- [AIM OF THE TASK]
Scan the lines below and report each one containing "scripts" by copying it.

- [INFORMATION]
PR #328, opened 2026-07-20
fix(#199, #90): correct all 64 ESP32 envs that compile SerialBLEInterface.cpp

### LINKED ISSUE #199: bug: xiao_c6 companion_radio_ble missing NimBLE dep — BLE env can't build

Strycher:
Fixes #199 and #90.

## What was wrong

The reported symptom was 4 shipped `*_companion_radio_ble` envs that could not build (`fatal error: NimBLEDevice.h`). The actual scope was **64 ESP32 envs**, and **2 of them are in the release matrix** — `Heltec_v2_companion_radio_usb` and `Xiao_C3_companion_radio_usb`. Because `release.yml` runs `fail-fast: false`, those boards' binaries were **silently absent from v1.1.2** rather than failing the release. Verified against the published release assets: both boards have repeater and room-server artifacts but no companion.

Root cause is not the missing dependency. Companion envs pull the whole helpers directory in with `+<helpers/esp32/*.cpp>`, and `SerialBLEInterface.h` includes `<NimBLEDevice.h>` unconditionally — no `#ifdef` guard. So an env compiles the BLE interface whether or not the board uses BLE.

## The split

`examples/companion_radio/main.cpp:64` includes that header only under `#elif defined(BLE_PIN_CODE)`, which makes `BLE_PIN_CODE` the authoritative discriminator:

| Class | Count | Remedy |
|---|---|---|
| Genuinely BLE | 30 | `${esp32_ble.lib_deps}` |
| USB / WiFi / serial | 34 | new `${esp32_no_ble.build_src_filter}` |

Excluding the file rather than handing non-BLE envs the dependency is deliberate — declaring NimBLE would make the error vanish while linking a full Bluetooth stack into firmware that never uses it. Follows #89, which fixed `Xiao_S3_WIO_companion_radio_usb` the same way.

## Prevention

`scripts/check_esp32_ble_deps.py` asserts the invariant against the **resolved** PlatformIO config (these values inherit through `extends`, so grepping `.ini` files cannot see them), wired into CI as a fast `config-lint` job covering every env rather than a curated subset. Both previously-broken shipped envs added to the build matrix.

## Verification

- Resolved-config diff across every env, before vs after: 30/30 now carry NimBLE, 34/34 now exclude the file, **0 envs outside the work list changed, 0 lost a dependency**.
- All 64 changed envs were already unbuildable, so this cannot regress a shipping binary.
- Built: `Heltec_v2_companion_radio_usb`, `Heltec_v2_companion_radio_wifi`, `Tbeam_SX1262_companion_radio_ble`, `Xiao_C3_companion_radio_usb`, `M5Stack_Unit_C6L_companion_radio_ble` (C6 platform package), plus #90's named envs `Heltec_v3_companion_radio_wifi`, `heltec_v4_companion_radio_wifi`, `Xiao_S3_WIO_companion_radio_serial`.
- Lint negative-tested: reverting one variant makes it exit 1 naming that env.

Gemini review: no defects; confirmed src-filter entries apply in order and `-<path>` reliably overrides an earlier `+<glob>`.

### DIFF
--- a/.github/workflows/ci.yml
+++ b/.github/workflows/ci.yml
@@ -17,6 +17,32 @@ on:
   workflow_dispatch:
 
 jobs:
+  # #199: build-config invariant check. Seconds, and it covers EVERY env rather
+  # than the curated build matrix below -- which is the point. The NimBLE defect
+  # recurred four times board-by-board because the affected envs were neither in
+  # CI nor able to fail a release (release.yml is fail-fast: false, so a broken
+  # env just silently produced no binary). A per-env build matrix would never
+  # have caught it without building all 114; this asserts the rule instead.
+  config-lint:
+    runs-on: ubuntu-latest
+    steps:
+      - uses: actions/checkout@v5
+
+      - uses: actions/setup-python@v6
+        with:
+          python-version: '3.12'
+
+      - name: Install PlatformIO
+        run: pip install --upgrade platformio
+
+      - name: Generate dummy secrets stub (config interpolation only)
+        run: |
+          printf '[node_secrets]\nadmin_password = ci-dummy\n[wifi_secrets]\nssid = ci-dummy\npassword = ci-dummy\n[mqtt_secrets]\nhost = mqtt.example.com\nport = 1883\nuser = ci-dummy\npassword = ci-dummy\n[ota_secrets]\ntrigger_secret = ci-dummy\n[cmdrelay]\nurl = http://cmdrelay.example.com/cmd\n' > "$RUNNER_TEMP/ci-secrets.ini"
+          echo "PIO_SECRETS_FILE=$RUNNER_TEMP/ci-secrets.ini" >> "$GITHUB_ENV"
+
+      - name: Every ESP32 env compiling SerialBLEInterface.cpp declares NimBLE
+        run: python scripts/check_esp32_ble_deps.py
+
   build:
     runs-on: ubuntu-latest
     strategy:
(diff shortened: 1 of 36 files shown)


Strycher:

- [RESPONSE]
`scripts/check_esp32_ble_deps.py` asserts the invariant against the **resolved** PlatformIO config (these values inherit through `extends`, so grepping `.ini` files cannot see them), wired into CI as a fast `config-lint` job covering every env rather than a curated subset. Both previously-broken shipped envs added to the build matrix.
+        run: python scripts/check_esp32_ble_deps.py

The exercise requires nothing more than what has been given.